Pending Home Sales Have Some Investors Worried
MarketWatch.com reported pending home sales fell 4.7% in the month of January, according to the National Association of Realtors. That number was reported as the lowest for quite some time and that has some worried. MarketWatch.com went on to report that there are signs of people wanting houses, but the current inventory is low.
When this event occurs, it is a simple supply and demand issue that will drive prices higher. We all remember in the not so distant past the effects of over inflated home prices, although there were many other moving parts involved with those. Investors also have to keep in mind the market has been on a 10-year bull run, which may worry people as well. The recent correction over the last couple weeks was probably welcomed, but the market recovered as quickly as it dropped.
REIT’s or real estate investment trusts are something too watch as well should home sales continue in their current path. Each trust is different but even the ones that focus on corporate properties could be affected by what is going on in the consumer market.

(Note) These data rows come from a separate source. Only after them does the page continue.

PR #5256, opened 2025-06-25
[NAA] Update FAQ for new error message

davidchesnut:
Message returned by GCAT when a request for legacy Exchange Online token is denied has changed. This PR reflects the new message.


AlexJerabek:
Approving, though that broken link should get fixed.

PR #5287, opened 2025-07-16
Update Differences between Smart Alerts and the on-send feature

naokiohmi:
On-Send feature is supported on New Outlook for Windows.


naokiohmi (commented):
adjusted to (new and classic)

What separates 2008 from now is the in 2008, there were many different securities involved that used the mortgage as the collateral. It was believed that everyone paid their mortgages and investors were lulled into a false sense of security. However, when prices continued to rise and people who were unqualified got loans and began purchasing more, when rates changed on the subprime loans, the people were unable to pay and the dominos began falling.

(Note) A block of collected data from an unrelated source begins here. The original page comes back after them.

PR #5303, opened 2025-07-28
[Outlook] (unified manifest) Document unified manifest support in Outlook on Mac and on mobile

samantharamon:
Clarifies guidance for running add-ins that use the unified manifest on platforms that don't directly support it. Also links applicable Outlook articles to [Office Add-ins with the unified app manifest for Microsoft 365](https://learn.microsoft.com//office/dev/add-ins/develop/unified-manifest-overview#client-and-platform-support) and [Add-ins for Outlook on mobile devices](https://learn.microsoft.com/office/dev/add-ins/outlook/outlook-mobile-addins#support-for-add-ins-with-the-unified-manifest-for-microsoft-365).

### DIFF
--- a/docs/develop/unified-manifest-overview.md
+++ b/docs/develop/unified-manifest-overview.md
@@ -94,7 +94,7 @@ The following tables lists which Office platforms directly support add-ins that 
 | Office on mobile | Not directly supported |
 
 > [!NOTE]
-> Custom add-ins or line-of-business (LOB) add-ins that use the unified manifest can't currently be deployed in the Microsoft 365 Admin Center.
+> If you're deploying an add-in in the [Microsoft 365 Admin Center](../publish/publish.md) and require it to run on platforms that don't directly support the unified manifest, the add-in must be a published AppSource add-in. Custom add-ins or line-of-business (LOB) add-ins that use the unified manifest can't currently be deployed in the Microsoft 365 Admin Center.
 
 ## Sample unified manifest
 


docs/develop/unified-manifest-overview.md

Going forward, investors should be cautious of the housing climate because it could be an indication of a potential market slow down or pull back. Remember, we have been on a bull run for nearly a decade and there could be come signals of a market turn around. Housing plays a large role in the United States economy but keep in mind that there are many moving parts.
According to CNBC.com, pending home sales in the Northeast fell 9 percent for the month and Midwest Sales fell 6.6 percent. South was down 3.9 percent and the west was down 1.2 percent. This is only for the month but these are numbers not seen in quite some time. No need to over analyze, but rather keep a watchful eye on the market conditions.